What the task asks
Scan the records for the word "checks". Report each line where it occurs.

═══

PR #91, opened 2026-09-04
perf(join): filter the inner fetch and project the joined row in the grouped stream

semihalev:
## Why

After #90 the benchmark's `Complex JOIN+GROUP+HAVING` gives the complete answer at about 53 us against 45 us for the incomplete one it used to give. A sample of the streaming path on that query put a fifth of the time in the right-side `status IN (...)` predicate, evaluated on every joined row through the join filter's expression machine, and another tenth in building the full twelve-column joined row for groups that read four of its columns.

## What

- The right-side WHERE goes to the storage layer as the predicate of the inner fetch, through a new `with_inner_filter` on the index nested loop operator. It is converted by the same schema-aware pushdown a scan uses, against the inner table's schema, and only a predicate the pushdown takes whole replaces the residual filter; a partial or refused conversion (a function call, for one) keeps the residual on the joined row as before. For the benchmark's `status IN (...)` a non-matching order is never materialised.
- Without a cross-table filter the operator's projection pushdown builds only the columns the group keys and the aggregates read, in that order, so the group boundary check and the accumulators index a four-column row instead of a twelve-column one.

- Found on the way and fixed in the pushdown registry, which scans use as well: the OR, NOT and XOR rules converted their children with a helper that drops the partial flag, so `(amount > 10 AND status LIKE 'c!_%' ESCAPE '!') OR amount < 0` came back as a whole conversion of `(amount > 10) OR amount < 0` and the caller dropped its memory filter. The three rules now take a child only when it converted whole.

The join changes are inside the streaming grouped path; the plain limited join is untouched.

## Measurements

Random benchmark-shaped data (`join_rand` probe, 10k users, 30k orders, unseeded), best of 6 interleaved runs against main at #90, in us:

| Query | main | this PR |
|---|---|---|
| INNER JOIN + GROUP BY + HAVING, LIMIT 50 | 48 | 35 |
| LEFT JOIN + GROUP BY, LIMIT 100 | 44 | 37 |
| INNER JOIN, LIMIT 100 | 11 | 11 |
| Self JOIN, LIMIT 100 | 6 | 6 |

`examples/benchmark` rows, three interleaved runs against main at #90 on the same machine, median in us:

| Row | main | this PR |
|---|---|---|
| INNER JOIN | 15.9 | 15.2 |
| LEFT JOIN + GROUP BY | 51.7 | 41.2 |
| CTE + JOIN | 45.7 | 41.7 |
| Complex JOIN+GROUP+HAVING | 78.9 | 57.2 |
| Self JOIN (same age) | 9.1 | 8.7 |

The Complex row averages 20 executions with no warmup; read it from several runs.

## Tests

`grouped_join_stream_test` gained a right-filter test: an IN list with a range, a function call the storage layer cannot take, a right filter next to a cross-table filter (projection off), LIKE with a left filter, and an OR of two right-side predicates, each with and without an early stop, all against the general path. A second test with its own tables checks a `TIMESTAMP '...'` comparison and a `LIKE ... ESCAPE` on the right side, the two shapes the plain converter gets wrong. A third test computes the rows and groups of the OR with a partial child from the generated data and checks a plain scan and the grouped stream against them. Join and shortfall targets pass, plus both full suites.

### DIFF
--- a/src/executor/operators/index_nested_loop.rs
+++ b/src/executor/operators/index_nested_loop.rs
@@ -29,7 +29,7 @@ use crate::core::value::NULL_VALUE;
 use crate::core::{Result, Row, RowVec, Value};
 use crate::executor::expression::JoinFilter;
 use crate::executor::operator::{ColumnInfo, Operator, RowRef};
-use crate::storage::expression::ConstBoolExpr;
+use crate::storage::expression::{ConstBoolExpr, Expression};
 use crate::storage::traits::{Index, Table};
 use smallvec::SmallVec;
 
@@ -117,6 +117,8 @@ pub struct IndexNestedLoopJoinOperator {
 
     // Expression for fetching rows (always true - we apply residual separately)
     true_expr: ConstBoolExpr,
+    // A predicate on inner columns the fetch applies instead of the residual
+    inner_filter: Option<Box<dyn Expression>>,
 
     // State tracking
     opened: bool,
@@ -175,6 +177,7 @@ impl IndexNestedLoopJoinOperator {
             // Pre-allocate row buffer to avoid per-row allocation
             row_buffer: Row::with_capacity(total_cols),
             true_expr: ConstBoolExpr::true_expr(),
+            inner_filter: None,
             opened: false,
             outer_exhausted: false,
             outer_rows_seen: 0,
@@ -204,6 +207,13 @@ impl IndexNestedLoopJoinOperator {
             repeats_source,
         });
         self.schema = projected_schema;
+        self
+    }
+
+    /// A filter the inner fetch applies to each candidate row, for a
+    /// predicate on inner columns only
+    pub fn with_inner_filter(mut self, filter: Box<dyn Expression>) -> Self {
+        self.inner_filter = Some(filter);
         self
     }
 
@@ -340,9 +350,13 @@ impl IndexNestedLoopJoinOperator {
         }
 
         // Fetch matching rows directly into inner_rows buffer
+        let filter: &dyn Expression = match &self.inner_filter {
+            Some(filter) => filter.as_ref(),
+            None => &self.true_expr,
+        };
         self.inner_table.fetch_rows_by_ids_into(
             &self.row_id_buffer,
-            &self.true_expr,
+            filter,
             &mut self.current_inner_rows,
         )
     }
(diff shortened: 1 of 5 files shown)


semihalev:
Confirmed and fixed. The inner fetch's predicate now comes from `pushdown::try_pushdown` against the inner table's schema with the execution context, the same call a scan makes, and the residual join filter is dropped only when the registry converted the whole predicate (`needs_memory_filter == false`); a partial or refused conversion keeps the residual and no storage predicate. The plain converter is no longer used here.

Regression test added with its own tables: a `TIMESTAMP '...'` comparison and a `LIKE ... ESCAPE` on the right side, each checked for the full result and for an early stop against the general path. Before the fix the streaming path returned no rows for either shape while the general path returned its groups; the benchmark's `status IN (...)` still goes to storage, so the numbers in the description hold.

semihalev:
Both confirmed and fixed.

1. The registry's OR, NOT and XOR rules converted their children through `convert_expr`, which drops the partial flag, so `(o.amount > 10 AND o.status LIKE 'c!_%' ESCAPE '!') OR o.amount < 0` came back as a whole conversion of `(amount > 10) OR amount < 0`. That was wrong for a plain scan on main as well, not only for the inner fetch here: the new test counts the rows of that predicate on the table and got every order over 10 instead of the escaped-LIKE ones before the fix. The three rules now take a child only through `convert_expr_exact`, which returns a child that converted whole; anything else makes the rule refuse, and the caller keeps its memory filter. The AND rule already carried the flag. The test checks the scan count and the grouped stream's groups against values computed from the generated data, so it does not depend on another path being right.
2. The inner predicate is now converted once, against the first inner table's schema, and each chunk's operator gets a clone, so an expression fixed at conversion is the same on every chunk and the conversion is not repeated.

semihalev:
Confirmed and fixed: the XOR rule converts each operand once and clones the storage expression for its second place in `(a AND NOT b) OR (NOT a AND b)`, so both copies carry the same value. The partial-child test gained the XOR form of the same predicate, checked against the count computed from the generated data.

semihalev:
Correction to the last reply: the XOR form of the partial-child test did not land in the XOR commit, only the rule change did. It is in the commit after it, checked against the count computed from the generated data.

═══

Written answer
`grouped_join_stream_test` gained a right-filter test: an IN list with a range, a function call the storage layer cannot take, a right filter next to a cross-table filter (projection off), LIKE with a left filter, and an OR of two right-side predicates, each with and without an early stop, all against the general path. A second test with its own tables checks a `TIMESTAMP '...'` comparison and a `LIKE ... ESCAPE` on the right side, the two shapes the plain converter gets wrong. A third test computes the rows and groups of the OR with a partial child from the generated data and checks a plain scan and the grouped stream against them. Join and shortfall targets pass, plus both full suites.
1. The registry's OR, NOT and XOR rules converted their children through `convert_expr`, which drops the partial flag, so `(o.amount > 10 AND o.status LIKE 'c!_%' ESCAPE '!') OR o.amount < 0` came back as a whole conversion of `(amount > 10) OR amount < 0`. That was wrong for a plain scan on main as well, not only for the inner fetch here: the new test counts the rows of that predicate on the table and got every order over 10 instead of the escaped-LIKE ones before the fix. The three rules now take a child only through `convert_expr_exact`, which returns a child that converted whole; anything else makes the rule refuse, and the caller keeps its memory filter. The AND rule already carried the flag. The test checks the scan count and the grouped stream's groups against values computed from the generated data, so it does not depend on another path being right.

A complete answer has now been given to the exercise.